Peoples Telecommunication and Information Services Ltd.
- Company type: Private (Non-Government)
- Industry: Telecommunication
- Founded: Dhaka, Bangladesh
- Founder: Mr. T I M Nurun Nabi
- Headquarters: 1st Floor, Hayes & Haier Center, Plot 6, Road 7D, Uttara, Dhaka - 1230, Bangladesh, Dhaka
- Number of locations: 206 Exchanges nationwide
- Area served: All over Bangladesh
- Services: PSTN Telecom, Hosted Call Centre, Centrex, ISP
- Number of employees: 350+
- Website: ptelco.net

= PeoplesTel =

Bangladeshi telecommunications company

Peoples Telecommunication and Information Services Ltd., doing business as PeoplesTel (পিপলসটেল), is a Bangladeshi fixed line operator. It is a private public switched telephone network (PSTN) operator, ISP and Hosted Call Centre Service Provider in Bangladesh.

== History ==

Peoples Telecommunication and Information Services Ltd. (PeoplesTel) (পিপলসটেল) is the successor company of Bangladesh Rural Telecom Authority (BRTA) Pvt Ltd.
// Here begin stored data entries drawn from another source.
PR #2294, opened 2022-07-11
Adds `ItemTrait` to `sway-fmt-v2`

### LINKED ISSUE #2070: Add `trait` formatting to `sway-fmt-v2`

eureka-cpu:
Closes #2070


sway-fmt-v2/src/fmt.rs
```diff
@@ -391,6 +401,51 @@ where
...
+    fn university(self) -> String;
+}
+
+trait Programmer {
+    fn fav_language(self) -> String;
+}
+
+trait CompSciStudent: Programmer + Student {
+    fn git_username(self) -> String;
+}"#;
```
mitchmindtree, line 430: It looks like there's no difference between the pre-formatted and expected output in this test - should we mess up the `sway_code_to_format` a bit here?

sway-fmt-v2/src/items/item_trait.rs
```diff
@@ -1,18 +1,116 @@
...
+        // `trait name`
+        write!(
+            formatted_code,
+            "{} {} ",
+            self.trait_token.span().as_str(),
+            self.name.span().as_str()
+        )?;
+        // `: super_trait + super_trait`
+        if let Some(super_traits) = &self.super_traits {
+            formatted_code.pop(); // pop the ending space if there is a `super_trait`
```
mitchmindtree, line 25: Rather than `pop`ping from `formatted_code` in cases like this, we might want to consider omitting the extra space from the previous formatting and re-adding it later on when necessary or writing it in an `else` block. This might make future refactoring easier if we decide to change `formatted_code` from `&mut String` to some other type of buffer or `T: fmt::Write` that does not provide a `pop` method.

sway-fmt-v2/src/items/item_trait.rs
```diff
@@ -1,18 +1,116 @@
...
+            write!(
+                formatted_code,
+                "{}",
+                formatter.shape.indent.to_string(formatter)
+            )?;
+            // format `Annotated<FnSignature>`
+            trait_items.0.format(formatted_code, formatter)?;
+            writeln!(formatted_code, "{}\n", trait_items.1.span().as_str())?;
+        }
+        formatted_code.pop(); // pop last ending newline
```
mitchmindtree, line 41: Same here

sway-fmt-v2/src/fmt.rs
```diff
@@ -74,6 +74,10 @@ impl Formatter {
             &mut formatted_code,
             &raw_formatted_code,
         )?;
+        if formatted_code.ends_with('\n') {
+            formatted_code.pop();
```
mitchmindtree, line 78: and here

mitchmindtree (changes requested):
Looking good! Just left some comments for a couple minor things

Also, it looks like a `Cargo.lock` might have been downgraded accidentally as a part of this PR - perhaps a merge conflict resolution error?

sway-fmt-v2/src/fmt.rs
eureka-cpu: Ah yes, I forgot to do that thanks 😅

sway-fmt-v2/src/fmt.rs
eureka-cpu: Was having some kind of issue with a `None` value returning the block for `Some` when I refactored this as a peekable iterator. May take me a bit to figure out what's going on, this was my short term solution.

sway-fmt-v2/src/items/item_trait.rs
eureka-cpu: This one was an easy fix, see my comment below for more details on current status

mitchmindtree (approved):
:ship:

kayagokalp (approved):
🚀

Established in 1989 BRTA started its operation to provide digital communication in 203 rural Thanas (smallest administrative area of Bangladesh) throughout North, North-East and North-West region of the country. The agreement was made between the Bangladesh Government, represented by Bangladesh Telegraph & Telephone Board (BTTB), the Government owned telephone company. Later in 1993 this agreement was revised and BRTA was provided with the license to operate in 199 Thanas. By being the first private telecom operator in Bangladesh, BRTA paved the way for telecom privatisation in Bangladesh.
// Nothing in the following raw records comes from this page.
Issue #2226, opened 2022-07-05
The formatter should alphabetize `use` statements if they're not separated by an empty line


mohammadfawaz:
We already alphabetize items within a single `use` statements. It would be nice to also alphabetize the `use` statements themselves if they're not separate by an empty line. This replicates the behavior of the Rust formatter.

eureka-cpu:
> This will be included in the `ItemUse::format()` functionality !

Since the deadline is approaching I've unassigned for the time being since I will be working on finishing out the basic features. If someone picks it up by all means! if not I will continue once the MVP is finished.

eureka-cpu:
To be clear, it currently does sort alphabetically just in the scope of each use statement and not as a group of use statements.

eureka-cpu:
@cr-fuel to do this you'll need to add some extra logic to separate the `use` statements into individual blocks to be formatted with what is already there. You'll need to collect the use statements first, by looking ahead for the next use statement. If it finds there are two consecutive newlines, only then you should format the previous block.

PR #2295, opened 2022-07-11
Adds `ItemUse` to `sway-fmt-v2`

### LINKED ISSUE #1808: Formatter incorrectly reformatting use declarations that exceed line length limit
before reformatting 
``` rust
use std::{address::Address, assert::assert, chain::auth::*, context::*, context::call_frames::*, token::*};
```

after reformatting: 
``` rust
stduse:: {
    address::Address, assert::assert, chain::auth:: * , context:: * , context::call_frames:: * , token:: * 
};
```

This then fails to build. 

setup:
``` sh
forc 0.14.5
fuel-core v0.8.0
```

Editor: VSCode

### LINKED ISSUE #2298: Add `ItemUse` to `sway-fmt-v2`

eureka-cpu:
Opening this up for visibility.

- [x] #2226 <-- I've added sorting but only in the scope of each import, not the collective of imports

Newly formed BTRC divided the country into five operating zones for PSTN operators (North-West, North-East, South-West, South-East and Central). In 2003 BRTC decided to provide licenses for 4 out of the five zones, except Central zone. PeoplesTel obtained their 4 zonal license in 2004 and then on 17 March 2008 obtained the licence to operate in Central zone after BTRC decided to issue Central zone licenses to a number PSTN operators on 25 June 2007.

===Chronology===
Source:

1989: Bangladesh Rural Telecom Authority (BRTA) Rural PSTN license by the Ministry of Posts and Telecommunications of Bangladesh.

1993: License renewed.

15 December 2003: BRTA was bifurcated into two new companies with a mutual agreement among the Directors.

February 2004: PeoplesTel is incorporated and given licenses by BTRC to operate in four out of the five zones.

17 March 2008: PeoplesTel obtained the license to operate in the Central Zone (Dhaka), thus becoming a nationwide PSTN Operator.

== Company information ==

=== Key persons ===

- Chairman: Mr. T I M Nurun Nabi
- Directors: Mr. Shamim Shawkat and Mrs. Shamima Nabi

=== Subscriber base ===

As of January 2010, PeoplesTel has over 150 thousand subscribers nationwide.

==Numbering scheme==

PeoplesTel uses the following numbering scheme for its subscribers:

+880 38 N_{1}N_{2}N_{3}N_{4}N_{5}N_{6}N_{7}N_{8}

where 880 is the International Subscriber Dialling Code for Bangladesh and is needed only in case of dialling from outside.

38 is the access code for PeoplesTel as allocated by the Government of Bangladesh. Omitting +880 will require to use 0 in place of it instead to represent local call, hence 038 is the general access code.

Although 038 has been allocated to PeoplesTel, 0381 is the local code for BTCL in Lakhipur and BTCL is in the process to phase out these numbers.

== Services ==

PeoplesTel provides a various range of services. Along with being a PSTN operator, PeoplesTel is also a nationwide ISP and Hosted Call Centre Service Provider.

PeoplesTel is the first operator in Bangladesh to launch telephony IP network. The system enables PeoplesTel to offer Postpaid and Prepaid Calling Card, Callback, Softphone and International Call Forwarding (ICF). Due to licensing restriction imposed by BTRC, calling card services and Softphone is currently not active. However, ICF, Web Call Back and voice mail services are active.

On 8 August 2009: PeoplesTel signed the largest ever telecommunication corporate deal with Jamuna Group for 31,000 fixed line phones, Centrex, Internet and data connectivity services. On 6 March 2007: PeoplesTel announces network expansion plan.